A judgment handed down recently by the High Court looks at the “purely personal” exception under the UK GDPR, whether article 15(1)(c) entitles data subjects to know the identity of recipients, and the application of paragraph 16 of Schedule 2 of the DPA (the “rights of others” exception). The facts of the case are fairly colourful (the hearing was covered by the Times, the Telegraph and the Daily Mail), but from a data protection perspective the more interesting point is the Court's consideration of whether the words “the recipients or categories of recipient to whom the personal data have been or will be disclosed” in article 15(1)(c) entitle a data subject to know the identity of individual recipients of their data. Readers may recall that the CJEU looked at this question last year in RW v Osterreichische Post AG (C-154/21) . It concluded that data subjects had a right to be told the specific recipients of their data unless it was impossible to identify them, or the request was manifestly unfound or excessive. The High Court agreed with the CJEU's interpretation and considered it should be applied in determining the meaning of article 15(1)(c) of the UK GDPR. 
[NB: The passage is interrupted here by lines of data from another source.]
PR #4004, opened 2025-09-24
feat: Token issuer, manager and auth config

exaby73:
This PR adds `AuthConfig`, `TokenManager` and `TokenIssuer` with their respective implementations for JWT and SAS (Serverpod Auth Sessions).

## Pre-launch Checklist

- [x] I read the [Contribute](https://docs.serverpod.dev/contribute) page and followed the process outlined there for submitting PRs.
- [x] This update contains only one single feature or bug fix and nothing else. (If you are submitting multiple fixes, please make multiple PRs.)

The High Court also had to consider whether “recipient” in this context only referred to external recipients, or  included employees of the  controller. This question was also considered by the CJEU last year, in J.M. vs. Apulaistietosuojavaltuutettu, Pankki S (Case C-579/21).  In that case a customer wanted to know which specific bank employees had accessed their data. The CJEU held that “the employees of the controller cannot be regarded as being ‘recipients’, within the meaning of Article 15(1)(c) of the GDPR, …, when they process personal data under the authority of that controller and in accordance with its instructions”. The High Court came to the opposite conclusion, although without referencing the CJEU's decision on the point: “Recipients clearly include those, such as the employees of ACL to whom the Recordings were disclosed, who are not third parties, and who process personal data under the direct authority of the controller.”   
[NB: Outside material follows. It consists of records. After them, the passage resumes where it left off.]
Issue #3283, opened 2025-03-04
Rework exception hierarchy in Serverpod.


SandPod:
Placeholder issue where details will need to be added later.

For Serverpod 3.0 we should rework our exception hierarchy in Serverpod to ensure consistency throughout the framework.

One example of a strange exception hierarchy are the specializations for `DatabaseInsertRowException`, `DatabaseUpdateRowException` and `DatabaseDeleteRowException`. These don't really explain what went wrong but more reflect the domain where it went wrong.

### Client Exceptions

This rework should also inspect the client exception hierarchy. We should probably have a base class and then all other exceptions on the client should be derived from that.

marcelomendoncasoares:
When refactoring the client-side exception hierarchy, it is necessary to create a dedicated `ServerpodClientNetworkError` exception to replace the current usage of `ServerpodClientException` with `statusCode: -1` to replace `http.ClientException` on web and `SocketException` on native. This pattern already existed for web and was replicated to native on PR #4072.

EchoEllet:
> ### Client Exceptions


### JSON parsing

I think JSON parsing error handling can be more explicit, with two exceptions:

This conclusion did not impact the overall outcome of the case. Providing the identity of the recipients would involve disclosing personal data about them, which brought the “rights of others” exception into play. The Court decided that it was not unreasonable for the controller in this case to decide to withhold this information given the “sustained and menacing behaviour” of the claimant data subject. This was a fairly exceptional set of facts, but the confirmation that the controller has a “wide margin of discretion”  when applying the “rights of others” exception is helpful for controllers. It seems unlikely that this judgment will be appealed given the facts of the case, but there are aspects of the Court's reasoning which may well be challenged in the future, particularly around its interpretation of “recipients or categories of recipients”.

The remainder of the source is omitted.